National Registry to Aid Sudden Unexpected Death in Epilepsy Research
The Sudden Death in the Young Registry will help researchers better understand the causes of and set research priorities for sudden unexpected death in epilepsy (SUDEP), heart disease.
Cases of sudden unexpected death in epilepsy (SUDEP) are not currently routinely or systematically reported in the United States making it difficult to elucidate risk factors for the condition. But this is about to change, according to the National Institutes of Health and the CDC.
The two agencies are collaborating to create the Sudden Death in the Young Registry. The registry will use comprehensive data on each recorded case of sudden death in infants, children, and individuals aged up to 24 years related to epilepsy and heart disease in 10 states and major metropolitan areas to estimate national incidence rates, the agencies announced in joint press release.

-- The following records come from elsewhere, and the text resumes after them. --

PR #4095, opened 2019-06-26
Cross-Partitioning TS, Part 2: SweepQueueReader Ingests Multiple Batches

jeremyk-91:
**Goals (and why)**:
- Make targeted sweep faster as it's been struggling with internal shopping product at a few stacks.

- Allow the `SweepQueueReader` to read multiple fine partitions before proceeding to delete the relevant write-infos. This should save some RPCs.
- Extend the `SweepQueueCleaner` to deal with cases where a batch that was read spans multiple fine partitions (these may extend across a coarse partition safely).

Verified existing tests work.
Also not visible here, but @gmaretic and I ran the tests with batching up to 8 partitions, and verified that behaviour was sane / all failures in `TargetedSweeperTest` were expected and accounted for.

- Are there some edge cases we've missed out which could lead to things never getting cleaned?

**Where should we start reviewing?**: SweepBatchAccumulator probably

### DIFF
--- a/atlasdb-impl-shared/src/main/java/com/palantir/atlasdb/sweep/queue/SweepBatchAccumulator.java
+++ b/atlasdb-impl-shared/src/main/java/com/palantir/atlasdb/sweep/queue/SweepBatchAccumulator.java
@@ -1,0 +1,96 @@
+/*
+ * (c) Copyright 2019 Palantir Technologies Inc. All rights reserved.
+ *
+ * Licensed under the Apache License, Version 2.0 (the "License");
+ * you may not use this file except in compliance with the License.
+ * You may obtain a copy of the License at
+ *
+ *     http://www.apache.org/licenses/LICENSE-2.0
+ *
+ * Unless required by applicable law or agreed to in writing, software
+ * distributed under the License is distributed on an "AS IS" BASIS,
+ * WITHOUT WARRANTIES OR CONDITIONS OF ANY KIND, either express or implied.
+ * See the License for the specific language governing permissions and
+ * limitations under the License.
+ */
+
+package com.palantir.atlasdb.sweep.queue;
+
+import java.util.Comparator;
+import java.util.List;
+import java.util.Map;
+import java.util.Optional;
+import java.util.stream.Collectors;
+
+import com.google.common.base.Preconditions;
+import com.google.common.collect.Lists;
+import com.palantir.atlasdb.keyvalue.api.CellReference;
+import com.palantir.atlasdb.keyvalue.api.ImmutableCellReference;
+import com.palantir.atlasdb.schema.generated.SweepableCellsTable;
+import com.palantir.common.streams.KeyedStream;
+
+class SweepBatchAccumulator {
+    private final List<WriteInfo> accumulatedWrites = Lists.newArrayList();
+    private final List<SweepableCellsTable.SweepableCellsRow> accumulatedDedicatedRows = Lists.newArrayList();
+    private final long sweepTimestamp;
+
+    private long progressTimestamp;
+    private boolean anyBatchesPresent = false;
+
+    SweepBatchAccumulator(long sweepTimestamp, long progressTimestamp) {
+        this.sweepTimestamp = sweepTimestamp;
+        this.progressTimestamp = progressTimestamp;
+    }
+
+    void accumulateBatch(SweepBatch sweepBatch) {
+        Preconditions.checkState(sweepBatch.lastSweptTimestamp() < sweepTimestamp,
+                "Tried to accumulate a batch %s at timestamp %s that went beyond the sweep timestamp %s!"
+                        + " This is unexpected, and suggests a bug in the way we read in targeted sweep."
+                        + " This by itself does not mean that AtlasDB service is compromised, but targeted sweep"
+                        + " may not be working.",
+                sweepBatch,
+                sweepBatch.lastSweptTimestamp(),
+                sweepTimestamp);
+
+        accumulatedWrites.addAll(sweepBatch.writes());
+        accumulatedDedicatedRows.addAll(sweepBatch.dedicatedRows().getDedicatedRows());
+        progressTimestamp = Math.max(progressTimestamp, sweepBatch.lastSweptTimestamp());
+        anyBatchesPresent = true;
+    }
+
+    long getProgressTimestamp() {
+        return progressTimestamp;
+    }
+
+    SweepBatch toSweepBatch() {
+        return SweepBatch.of(
+                getLatestWritesByCellReference(),
+                DedicatedRows.of(accumulatedDedicatedRows),
+                getLastSweptTimestamp());
+    }
+
+    boolean shouldAcceptAdditionalBatch() {
+        return accumulatedWrites.size() < SweepQueueUtils.SWEEP_BATCH_SIZE
+                && progressTimestamp < (sweepTimestamp - 1);
+    }
+
+    private List<WriteInfo> getLatestWritesByCellReference() {
+        Map<CellReference, List<WriteInfo>> writes = accumulatedWrites.stream()
+                .collect(Collectors.groupingBy(writeInfo -> ImmutableCellReference.builder()
+                        .cell(writeInfo.cell())
+                        .tableRef(writeInfo.tableRef())
+                        .build()));
+        return KeyedStream.stream(writes)
+                .map(list -> list.stream().max(Comparator.comparing(WriteInfo::timestamp)))
+                .map(Optional::get) // groupingBy() won't return empty lists
+                .values()
+                .collect(Collectors.toList());
+    }
+
+    private long getLastSweptTimestamp() {
+        if (anyBatchesPresent) {
+            return progressTimestamp;
+        }
+        return sweepTimestamp - 1;
+    }
+}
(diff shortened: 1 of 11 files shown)


jeremyk-91:
Note: Build is broken, because we need something that is able to handle large ranges without actually attempting to create and/or delete all intermediate rows.

atlasdb-impl-shared/src/main/java/com/palantir/atlasdb/sweep/queue/SweepQueue.java
```diff
@@ -161,56 +168,67 @@ public int getNumShards() {
...
         }
 
         private SweepQueueWriter createWriter() {
             return new SweepQueueWriter(timestamps, cells);
         }
 
         private SweepQueueReader createReader() {
-            return new SweepQueueReader(timestamps, cells);
+            return new SweepQueueReader(
+                    timestamps, cells, () -> runtimeConfigSupplier.get().maximumPartitionsToBatchInSingleRead());
```
gmaretic: I'm not sure if pushing the whole RuntimeConfig all the way down just for this one value makes sense opposed to just having a Supplier<Integer> and leaking less abstraction. On the other hand, not a fan of injecting magic numbers out of thin air either, so feel like there is no great option here.

atlasdb-impl-shared/src/test/java/com/palantir/atlasdb/sweep/queue/TargetedSweeperTest.java
```diff
@@ -1218,7 +1220,7 @@ private void createAndInitializeSweepersAndWaitForOneBackgroundIteration(int swe
     }
 
     private void waitUntilSweepRunsOneIteration() throws InterruptedException {
-        Thread.sleep(3000L);
+        Thread.sleep(4000L);
```
gmaretic: "fine tuning"

atlasdb-impl-shared/src/test/java/com/palantir/atlasdb/sweep/queue/TargetedSweeperTest.java
```diff
@@ -523,17 +524,19 @@ public void sweepableCellsGetsScrubbedWheneverLastSweptInNewPartition() {
         enqueueWriteCommitted(TABLE_CONS, tsSecondPartitionFine);
         enqueueWriteCommitted(TABLE_CONS, getSweepTsCons());
 
-        // last swept timestamp: TS_FINE_GRANULARITY - 1
+        // last swept timestamp: TS_FINE_GRANULARITY - 1: fine partition 0 is completely swept
```
gmaretic: 🎖

atlasdb-impl-shared/src/main/java/com/palantir/atlasdb/sweep/queue/SweepQueueReader.java
```diff
@@ -15,21 +15,40 @@
...
 package com.palantir.atlasdb.sweep.queue;
 
-import com.google.common.collect.ImmutableList;
+import java.util.Optional;
+import java.util.function.IntSupplier;
 
 class SweepQueueReader {
     private final SweepableTimestamps sweepableTimestamps;
     private final SweepableCells sweepableCells;
+    private final IntSupplier maximumPartitionsToBatchInSingleRead;
```
gmaretic: Ah didn't even realise you do in the end use an IntSupplier, so would definitely replace it by IntSupplier up the chain

atlasdb-impl-shared/src/main/java/com/palantir/atlasdb/sweep/queue/SweepQueueReader.java
```diff
@@ -15,21 +15,40 @@
...
+                currentBatch++) {
+            Optional<Long> nextFinePartition = sweepableTimestamps.nextSweepableTimestampPartition(
+                    shardStrategy, accumulator.getProgressTimestamp(), sweepTs);
+            if (!nextFinePartition.isPresent()) {
+                return accumulator.toSweepBatch();
+            }
+            SweepBatch batch = sweepableCells.getBatchForPartition(
+                    shardStrategy, nextFinePartition.get(), accumulator.getProgressTimestamp(), sweepTs);
+            accumulator.accumulateBatch(batch);
+            if (batch.isEmpty()) {
```
gmaretic: What does this do?

atlasdb-impl-shared/src/main/java/com/palantir/atlasdb/sweep/queue/SweepQueueCleaner.java
```diff
@@ -78,12 +86,15 @@ private void cleanNonDedicatedRow(ShardAndStrategy shardStrategy, long partition
     }
 
     private void cleanSweepableTimestamps(ShardAndStrategy shardStrategy, long oldProgress, long newProgress) {
-        if (firstIterationOfSweep(oldProgress)) {
+        if (firstIterationOfSweep(oldProgress) && SweepQueueUtils.tsPartitionCoarse(newProgress + 1) == 0) {
```
gmaretic: extract method

atlasdb-impl-shared/src/main/java/com/palantir/atlasdb/sweep/queue/SweepQueueCleaner.java
```diff
@@ -50,21 +50,29 @@ public void clean(ShardAndStrategy shardStrategy, long oldProgress, long newProg
     }
 
     private void cleanSweepableCells(ShardAndStrategy shardStrategy, long oldProgress, long newProgress) {
```
gmaretic: This will now need to take in the SweepBatch, and extract the exact rows to clean up from there

jeremyk-91:
We'll merge Part 3 directly, as this commit by itself will cause OOMs in testing and so the build will not be green. However, I'll make sure that comments on this PR are addressed in the Part 3 PR, whether directly during our pairing or subsequently.

atlasdb-impl-shared/src/main/java/com/palantir/atlasdb/sweep/queue/SweepBatchAccumulator.java
```diff
@@ -0,0 +1,95 @@
...
+                getLastSweptTimestamp());
+    }
+
+    boolean shouldAcceptAdditionalBatch() {
+        return accumulatedWrites.size() < SweepQueueUtils.SWEEP_BATCH_SIZE
+                && progressTimestamp < (sweepTimestamp - 1);
+    }
+
+    private List<WriteInfo> getLatestWritesByCellReference() {
+        Map<CellReference, List<WriteInfo>> writes = accumulatedWrites.stream()
```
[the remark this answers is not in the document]
jeremyk-91: yeah, we wrote this in a much nicer way via a merging `toMap()` collector

atlasdb-impl-shared/src/main/java/com/palantir/atlasdb/sweep/queue/SweepQueue.java
jeremyk-91: Yep. The alternative is supplying the number, but I didn't think it was too bad since at least the pieces engaged here are clearly relating to Targeted sweep.

atlasdb-impl-shared/src/test/java/com/palantir/atlasdb/sweep/queue/TargetedSweeperTest.java
jeremyk-91: Yeah, the "regression" this PR introduces is a bit more than I expected, and it's not safe to give numbers greater than 5000 or else in-memory KVS will fail because there's enough time to run more than one iteration.

atlasdb-impl-shared/src/main/java/com/palantir/atlasdb/sweep/queue/SweepQueueReader.java
jeremyk-91: alright, will do. I really didn't want to leak the abstraction all the way here, though I thought e.g. in sweep-queue-factory it might be acceptable.

atlasdb-impl-shared/src/main/java/com/palantir/atlasdb/sweep/queue/SweepQueueReader.java
jeremyk-91: discussed offline: it's probably not actually needed

atlasdb-impl-shared/src/main/java/com/palantir/atlasdb/sweep/queue/SweepQueueCleaner.java
jeremyk-91: Yeah, this nasty condition doesn't exist after we refactored the cleaners to use the partition-sets

atlasdb-impl-shared/src/main/java/com/palantir/atlasdb/sweep/queue/SweepQueueCleaner.java
jeremyk-91: This is done on the part 3 branch

jeremyk-91:
closing out with merge of #4097

PR #4097, opened 2019-06-26
Cross-Partitioning TS, Part 3: Clean SweepableCells, SweepableTimestamps Via DeleteRows()

jeremyk-91:
**Goals (and why)**:
- Improve targeted sweep performance, specifically by reducing per-batch overhead.

- Perform cleanup of dedicated rows and non-dedicated rows as singular RPCs if going across batches, as opposed to separate deletes.

- Existing tests still work. I added an assertion to SweepableCellsTest to confirm that the dedicated rows are taken out in one call.

- I didn't bother with merging cleanup of dedicated and non dedicated rows as this seems cleaner as far as the code is concerned. Should I have done that?
- Are there any other pitfalls I've missed?

**Where should we start reviewing?**: SweepQueueCleaner


jeremyk-91:
Note: Build is broken, because we need something that is able to handle large ranges without actually attempting to create and/or delete all intermediate rows.

Issue #4089, opened 2019-06-19
C* KVS should throw InsufficientConsistencyException


gmaretic:
When a C* node is down, and a KVS operation that requires all nodes is called, we eventually throw a `RetryLimitReachedException`. We should identify when the cause for this failure is insufficient consistency by checking the suppressed exceptions and throw an `InsufficientConsistencyException` instead, since there are places in our codebase where we are relying on catching ICE for proper behaviour.

gmaretic:
One way this is manifesting is TS failing with generic error rather than not enough nodes online

PR #4100, opened 2019-06-28
Determine insufficient consistency when talking to Cassandra with retries

gmaretic:
**Goals (and why)**:
We want to determine if the request failed with insufficient consistency when retrying. This was previously done by checking if the last thrown exception was UnavailableException, but since we changed the thrown exception to RetryLimitReachedException, this logic was not working. See #4089 

Note that previous behaviour was working only sometimes (no guarantee the last node we try to talk to was up), but this one should always work as long as we have successfully talked to a node.
 
Catch the correct exception and check whether we encountered an UnavailableException in any of the attempts. Still catch UnavailableException when not running a retryable request.

Modified one node down delete ete test to test that now we get the correct exception

Did I miss anything?
 
Small

Would be nice to get it in...


atlasdb-cassandra/src/main/java/com/palantir/atlasdb/keyvalue/cassandra/CassandraKeyValueServiceImpl.java
```diff
@@ -1556,9 +1556,8 @@ public void deleteRange(final TableReference tableRef, final RangeRequest range)
                     client.remove("deleteRange", tableRef, row, timestamp, DELETE_CONSISTENCY);
                     return null;
                 });
-            } catch (UnavailableException e) {
-                throw new InsufficientConsistencyException(
-                        "Deleting requires all Cassandra nodes to be up and available.", e);
+            } catch (RetryLimitReachedException e) {
+                throw CassandraUtils.wrapInIceForDeleteOrRethrow(e);
```
jeremyk-91: cool, `Ice` is a little ambiguous without context but won't object

atlasdb-cassandra/src/main/java/com/palantir/atlasdb/keyvalue/cassandra/CellDeleter.java
```diff
@@ -115,9 +114,8 @@ public String toString() {
                             + numVersions + " total versions of " + cellVersionsMap.size() + " keys)";
                 }
             });
-        } catch (UnavailableException e) {
-            throw new InsufficientConsistencyException("Deleting requires all Cassandra nodes to be up and available.",
-                    e);
+        } catch (RetryLimitReachedException e) {
```
jeremyk-91: is the original ever thrown / do we still want to preserve that behaviour? I think it's not and so it's fine to replace the entire block, but would like a sanity check

atlasdb-api/src/main/java/com/palantir/atlasdb/keyvalue/api/RetryLimitReachedException.java
```diff
@@ -27,4 +28,8 @@ public RetryLimitReachedException(List<Exception> exceptions) {
         super(String.format(MESSAGE, exceptions.size()));
         exceptions.forEach(this::addSuppressed);
     }
+
+    public <E extends Exception> boolean suppressed(Class<E> type) {
+        return Arrays.stream(getSuppressed()).map(type::isInstance).anyMatch(x -> x);
```
jeremyk-91: sure, I'd probably just write `Arrays.stream(getSuppressed()).anyMatch(type::isInstance)`?

atlasdb-cassandra/src/main/java/com/palantir/atlasdb/keyvalue/cassandra/CassandraUtils.java
```diff
@@ -37,4 +41,11 @@ private CassandraUtils() {}
             CassandraKeyValueServiceConfig config) {
         return client -> client.describe_ring(config.getKeyspaceOrThrow());
     }
+
+    public static AtlasDbDependencyException wrapInIceForDeleteOrRethrow(RetryLimitReachedException ex) {
+        if (ex.suppressed(UnavailableException.class) || ex.suppressed(InsufficientConsistencyException.class)) {
+            throw new InsufficientConsistencyException("Deleting requires all Cassandra nodes to be available.", ex);
+        }
```
jeremyk-91: This happens if at any point we got one of these exceptions. So we might not be basing this on the latest state, but I think this is fine

atlasdb-cassandra/src/main/java/com/palantir/atlasdb/keyvalue/cassandra/CassandraKeyValueServiceImpl.java
jeremyk-91: I won't put this PR on ice because of this `Ice` (sorry)

atlasdb-api/src/main/java/com/palantir/atlasdb/keyvalue/api/RetryLimitReachedException.java
gmaretic: 😞

atlasdb-cassandra/src/main/java/com/palantir/atlasdb/keyvalue/cassandra/CellDeleter.java
gmaretic: Calls to runWithRetryOnHost will generally throw RetryLimitReachedException, we won't be able to get Unavailable at this level

PR #4104, opened 2019-07-02
Cross-Partitioning TS, Part 5: Parameterized Integration Tests

jeremyk-91:
**Goals (and why)**:
- Extend the known-good and known-rigorous `TargetedSweeperTest` to the multinode case. @gmaretic and I already ran these tests manually with batch sizes of 8 and confirmed that they work, but it's good to automate these.

- Re-write setup and assertions in the relevant tests to work parametrically in the batch size
- Fix one bug: don't keep requesting batches if you aren't making progress.

This is a test-only PR.

- The tests aren't fully parameterizable, in particular things get funky because some of them assume that a small constant number of fine partitions is less than a coarse partition. I tested with 1, 8 and 99 and these seem to pass; I tried 199 which causes a few failures, and 12345 which caused a few more.

**Where should we start reviewing?**: TargetedSweeperTest

### DIFF
--- a/atlasdb-impl-shared/src/test/java/com/palantir/atlasdb/sweep/queue/TargetedSweeperTest.java
+++ b/atlasdb-impl-shared/src/test/java/com/palantir/atlasdb/sweep/queue/TargetedSweeperTest.java
@@ -38,6 +38,7 @@ import static com.palantir.atlasdb.sweep.queue.SweepQueueUtils.TS_COARSE_GRANULA
 import static com.palantir.atlasdb.sweep.queue.SweepQueueUtils.TS_FINE_GRANULARITY;
 import static com.palantir.atlasdb.sweep.queue.SweepQueueUtils.maxTsForFinePartition;
 import static com.palantir.atlasdb.sweep.queue.SweepQueueUtils.minTsForCoarsePartition;
+import static com.palantir.atlasdb.sweep.queue.SweepQueueUtils.minTsForFinePartition;
 import static com.palantir.atlasdb.sweep.queue.SweepQueueUtils.tsPartitionFine;
 
 import java.util.ArrayList;
@@ -52,7 +53,6 @@ import java.util.stream.Collectors;
 import java.util.stream.IntStream;
 
 import org.eclipse.jetty.util.ConcurrentHashSet;
-import org.junit.Assume;
 import org.junit.Before;
 import org.junit.Test;
 import org.junit.runner.RunWith;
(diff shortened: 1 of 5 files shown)


atlasdb-impl-shared/src/test/java/com/palantir/atlasdb/sweep/queue/TargetedSweeperTest.java
```diff
@@ -787,23 +827,27 @@ public void stopReadingEarlyWhenEncounteringEntryKnownToBeCommittedAfterSweepTs(
...
+        assertThat(metricsManager).hasEntriesReadConservativeEqualTo(
+                4 + writesInDedicated + 3 + (readBatchSize > 1 ? 2 : 0));
 
         immutableTs = 250;
 
         // we now read all to the end
         sweepNextBatch(ShardAndStrategy.conservative(CONS_SHARD));
-        assertThat(metricsManager).hasEntriesReadConservativeEqualTo(4 + writesInDedicated + 3 + writesInDedicated + 2);
+        assertThat(metricsManager).hasEntriesReadConservativeEqualTo(
+                4 + writesInDedicated + 3 + writesInDedicated + 2 + + (readBatchSize > 1 ? 2 : 0));
```
gmaretic: `+ +`

atlasdb-impl-shared/src/test/java/com/palantir/atlasdb/sweep/queue/TargetedSweeperTest.java
```diff
@@ -90,11 +95,21 @@
 import com.palantir.lock.v2.TimelockService;
 
 // TODO (jkong): Assert stricter properties on the types of ranged deletes that are created.
```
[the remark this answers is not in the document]
jeremyk-91: I think at the time I wasn't too happy that we test absence by just saying "we can't read the value", since theoretically a legacy sweeper that inserted single-cell deletes could pass.

Is this realistically going to happen? Probably not... I'll remove it on the basis that we don't plan on doing it.

atlasdb-impl-shared/src/test/java/com/palantir/atlasdb/sweep/queue/TargetedSweeperTest.java
jeremyk-91: doh! Amazingly it works because of unary operators

gmaretic:
Looks good, but tests going infinite again?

The 10 grantees will begin reviewing cases January 2015, and will enter findings from death scene investigations, medical records, autopsy reports, and other pertinent data sources for each case into a database managed by the Michigan Public Health Institute. DNA samples from the cases will be stored at a centralized bio-repository.
Regions participating in Sudden Death in the Young Registry and Sudden Unexpected Infant Death Registry. Image courtesy of CDC.
"[This] is a critical first step toward figuring out how to best prevent these tragedies," said Jonathan Kaltman, MD,chief of the Heart Development and Structural Diseases Branch within the Division of Cardiovascular Sciences at the NIH's National Heart, Lung, and Blood Institute (NHLBI).
The public health agencies chosen to participate in the registry include Delaware, Georgia, Michigan, Minnesota, New Hampshire, New Jersey, the city of San Francisco, the Tidewater region of Virginia, Tennessee, and Wisconsin.
The National Institute for Neurological Disorders and Stroke (NINDS) will review data on SUDEP, whereas NHLBI will analyze data related to sudden cardiac death. The resulting registry will become a resource for scientists to learn more about the causes of sudden death in the young and ultimately to develop better diagnostic and prevention approaches, according to the NIH and CDC.
The program is an expansion of the CDC's Sudden Unexpected Infant Death Case Registry, which currently tracks sudden unexpected deaths in children up to age 1 in nine states.